MATERIAL SHOWN Block Start
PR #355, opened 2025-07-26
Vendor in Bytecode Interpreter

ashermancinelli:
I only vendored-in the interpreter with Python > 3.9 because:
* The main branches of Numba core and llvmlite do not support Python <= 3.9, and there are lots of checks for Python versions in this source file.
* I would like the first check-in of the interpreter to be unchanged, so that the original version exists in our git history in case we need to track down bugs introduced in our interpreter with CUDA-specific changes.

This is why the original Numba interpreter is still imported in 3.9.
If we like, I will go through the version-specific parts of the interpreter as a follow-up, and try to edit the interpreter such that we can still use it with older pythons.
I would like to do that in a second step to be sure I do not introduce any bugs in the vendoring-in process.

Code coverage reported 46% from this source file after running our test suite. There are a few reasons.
MATERIAL SHOWN Block End
- _ABOUT THIS TASK_
Send back every record, precisely as written.

- _SOLUTION_
PR #355, opened 2025-07-26
Vendor in Bytecode Interpreter

ashermancinelli:
I only vendored-in the interpreter with Python > 3.9 because:
* The main branches of Numba core and llvmlite do not support Python <= 3.9, and there are lots of checks for Python versions in this source file.
* I would like the first check-in of the interpreter to be unchanged, so that the original version exists in our git history in case we need to track down bugs introduced in our interpreter with CUDA-specific changes.

This is why the original Numba interpreter is still imported in 3.9.
If we like, I will go through the version-specific parts of the interpreter as a follow-up, and try to edit the interpreter such that we can still use it with older pythons.
I would like to do that in a second step to be sure I do not introduce any bugs in the vendoring-in process.

Code coverage reported 46% from this source file after running our test suite. There are a few reasons.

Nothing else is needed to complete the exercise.